Welcome to the forum.

There are most likely some general rules that would apply to subcontractor.  You could probably hire them as an employee, but that would probably be even more involved.  The rules may be different from city to city or state to state etc.  I suggest you call an accountant or a tax attorney in your area.


----------



## kcp (Aug 22, 2007)

Thanks for the welcome!

That's what I was worried about.  If I hire them as an employee, I'm no longer sole proprietorship, am I?  I was hoping there was some easy way to just sub them out for services as if I was just "buying" something.


----------



## Big Mike (Aug 22, 2007)

I think you can do it either way, as an employee or as a sub.  If doing it as a subcontractor, you could probably bill the cost as a direct expense for your company.  Of course, to make everything legal, the person you are subcontracting, would probably need to be a proper business as well...and pay income tax on the money you are paying them...etc.
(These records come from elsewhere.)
PR #38850, opened 2025-03-03
fix tbp instead of doing image ocr on wikipedia to google

ilaredo:
## Status
- [ ] In Progress
- [x] Ready

## Related Issues
fixes: [CIAC-12709](https://jira-dc.paloaltonetworks.com/browse/CIAC-12709)

## Description
The old version of the TBP tried to perform image OCR on Wikipedia, which has a lot of words. I changed it to Google, which has fewer words to parse. This change is acceptable because the main focus is on rasterize.

## Must have
- [ ] Tests
- [ ] Documentation


tkatzir (approved):
Great!

PR #38862, opened 2025-03-03
Flashpoint ignite - is_time_sensitive() related changes

ShacharKidor:

## Status
- [ ] In Progress
- [x] Ready

## Related Issues
relates: [CIAC-12908](https://jira-dc.paloaltonetworks.com/browse/CIAC-12908)

## Description
- Improved implementation of all the integration commands where the number of retries was lowered to 0 and the request timeout was lowered to 15 seconds when a command is called during an enrichment process.

## Must have
- [ ] Tests
- [x] Documentation


LHousehold:
Hello, this is Luke from Flashpoint. We've tested this change and it functions correctly and as expected. Thank you for your patience as we've been working through this.

On the technical side we have been discussing and we do have a concern that even a small network hiccup would cause the enrichment command to fail and harm the experience for customers. We'd like to suggest changing the 10 seconds to 15, and changing the 0 retries to 2 (the first retry happens instantly). Considering the feedback from yourselves and the customer, we agree that the current retry method is too heavy for enrichment purposes, but having no retries feels like a risk as well. If your team is okay with 15s and 2 retries, we can agree to this change immediately.

Additionally when we make these changes, we can also observe by how much this particular customers' timing is improved and discuss if we need to further reduce the timing or restrategize. 

What are your thoughts?

ShacharKidor:
Hi Luke,

Thanks for the update and for validating the fix.

I’ll increase the timeout to 15 seconds as suggested. However, regarding the retry count, we believe it's best to keep it at 0. During enrichment, minimizing the number of calls is critical to ensure optimal performance—additional retries could significantly degrade the user experience.

Let me know your thoughts.

Best regards,
Shachar

ShacharKidor:
@yuvalbenshalom  - Please force merge the PR. 
The [ST111] validation is failing for missing section headers, I didn't add the since this is a partner pack.

PR #38919, opened 2025-03-05
Fix duplicate alerts issue

RosenbergYehuda:

## Status
- [ ] In Progress
- [x] Ready

## Related Issues
fixes: https://jira-dc.paloaltonetworks.com/browse/XSUP-47192

## Description
In the fetch process, we maintain a lookback to ensure we always overlap the latest fetch, which can potentially cause duplicates. We filter these duplicates using their timestamps.

In this case, we observed that the vendor unexpectedly changed timestamps, leading to duplicate alerts.

In this PR, we implemented a patch to update the saved alert timestamp in the lookback if it changes.

This only affects the lookback events we store and does not directly impact the created alerts.

## Must have
- [ ] Tests
- [ ] Documentation


JasBeilin (approved):
Nice catch!

PR #40615, opened 2025-07-16
Improve documentation of execute_polling_command function

kamalq97:
## Related Issues
fixes: [link to the issue](https://jira-dc.paloaltonetworks.com/browse/CIAC-13967)

## Description
Improve documentation of the `execute_polling_command` function in CommonServerPython to clarify that it should not be used under normal circumstances.

### DIFF
--- a/Packs/Base/Scripts/CommonServerPython/CommonServerPython.py
+++ b/Packs/Base/Scripts/CommonServerPython/CommonServerPython.py
@@ -12717,7 +12717,8 @@ def execute_polling_command(
     default_polling_timeout=600,
 ):
     r"""
-    Continuously executes a specified command until the command indicates polling is done or a
+    **Only for use in special circumstances where polling is not supported. Avoid using otherwise!**
+    Continuously executes a specified command and sleeps until the command indicates polling is done or a
     timeout is reached.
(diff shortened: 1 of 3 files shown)


Packs/Base/Scripts/CommonServerPython/CommonServerPython.py
```diff
@@ -12717,7 +12717,8 @@ def execute_polling_command(
     default_polling_timeout=600,
 ):
     r"""
-    Continuously executes a specified command until the command indicates polling is done or a
+    **Only for use in special circumstances where polling is not supported. Avoid using otherwise!**
```
jbabazadeh: ###########################################
#  DO NOT USE THIS UNLESS ABOLUTLY NECESSERY!  #
###########################################
This is intended only for special cases where polling is not supported.

jbabazadeh (approved):

Packs/Base/Scripts/CommonServerPython/CommonServerPython.py
kamalq97: Updated function docstring

kobymeir (approved):

PR #40651, opened 2025-07-21
Rubrik Release 1.5.2

crestdatasystems:

## Status
- [ ] In Progress
- [x] Ready

## Description
- Updated the test connection for integration to work regardless of RSC license.

## Must have
- [x] Tests
- [x] Documentation


crestdatasystems:
> Hey, The PR looks great, One thing that needs to be changed is the docker image in the yml file witch is out of date (see pre-commit failure), you also need to update the release notes for this change. Please send a short demo video so we see that the test button works. Also, I would like to get an explanation of why was this change needed? Thank you!

Hi @YaelShamai,
Thanks for reviewing the PR.

The reason of this release is to execute a GraphQL query which will work regardless of service account permissions.
- This will ensure that the end users won't need extra permissions just to pass the test connection.
- We have shared the demo recording over DFIR.

Regarding the Docker image update, we have tried to update it but we started receiving the errors related to the python packages.
image

- Here is the history of Dockerfile for Rubrik SDK: https://github.com/demisto/dockerfiles/commits/master/docker/rubrik-polaris-sdk-py3
- Can you investigate the issue from your side as well? As these updates were done by PAN XSOAR.

YaelShamai (approved):

PR #40745, opened 2025-07-28
SplunkPy: update code & doc

ilappe:
## Related Issues
fixes: https://jira-dc.paloaltonetworks.com/browse/XSUP-53385

## Description
Fixed an issue where the **splunk-submit-event-hec** command could fail with an 'index not found' error, even when a valid `index` was provided as an argument.


DeanArbel (approved):
Nicely done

I'm am neither an accountant or a lawyer, so it would be best to ask them, to be sure.


----------



## wildmaven (Aug 22, 2007)

If you hire them as a subcontractor, you need to fill out a tax form 1099 here in the US. 

Info:
http://www.wisegeek.com/what-is-a-1099-form.htm


----------



## Christie Photo (Aug 22, 2007)

First...  when hiring employees, you maintain your sole proprietor status.  That changes only when you become incorporated or take on a partner.  It's the same if you use him/her as a subcontractor.

You can pay someone as a subcontractor if they do not have regularly scheduled hours at your location.  If you pay the sub more than $600 in a fiscal year, you are required to issue a 1099.  Think of this as a W2 without withholdings.  That person would then have to report this income when filing, paying income and ss taxes.

If you hire an employee, you are required to withhold money for federal and state income taxes, and social security.  You pay about half of the social security in addition to wages.  You will also pay any state unemployment taxes for that person.

I've never used a contract for this.  Most of the people who've helped me are eager for the experience and often say they would do it free.  I do pay them however.  And, make sure you discuss with them the use of any images they make while working for you.  I, of course, have all rights to the images since they were made under my direction.  I let them know they are welcome to use any image they make for self-promotion, but only I can sell prints or use of the images.

I hope this helps.

-Pete


----------



## kcp (Aug 22, 2007)

Christie Photo said:


> First... when hiring employees, you maintain your sole proprietor status. That changes only when you become incorporated or take on a partner. It's the same if you use him/her as a subcontractor.
> 
> You can pay someone as a subcontractor if they do not have regularly scheduled hours at your location. If you pay the sub more than $600 in a fiscal year, you are required to issue a 1099. Think of this as a W2 without withholdings. That person would then have to report this income when filing, paying income and ss taxes.
> 
> ...


 
Pete--this definitely helps!!   I had thought I might need the 1099, but again, I was unsure of my sole prop status.  

As for the contract, I have a lot of eager people who are willing to help me, too, but I just worry that someone will suddenly decide that they don't want me to have the photos they took because they want them.  Without a written contract, I'd be out of luck.

I must say, I've been reading a lot on this site and wish I'd found it months ago....there is a whole host of useful information here.


----------



## sarah_griffin (Jan 11, 2010)

i have always been given contracts.

how many photos I am expected to take,, etc etc,,

if there is anything I wasnt happy with I always ask it to be changed and they seem generally ok to change it to suit me,, (within acceptable reason, of course!!)


----------



## bennielou (Jan 11, 2010)

Wildmaven and Big Mike, and my buddy Pete are right. You will need to include them on your taxes. In some states you will also need to include them for workman's comp. (mine is one of those states).


I have a few different kinds of contracts based on the prospective shooter/assistant, and what I expect. Listed below are the levels people may fall under:

1. They assist for learning experience only
2. Shoot in exchange for photos, only with my ok
3.. Shoot in exhange for money
4. Shoot in exhange for money and photo ops with my ok.

It really depends on the shooter. I work with people who are just starting out as well as full time pros, so it depends.
You would have to be more specific as to what you are looking for, but more importantly WHO you are looking at.


----------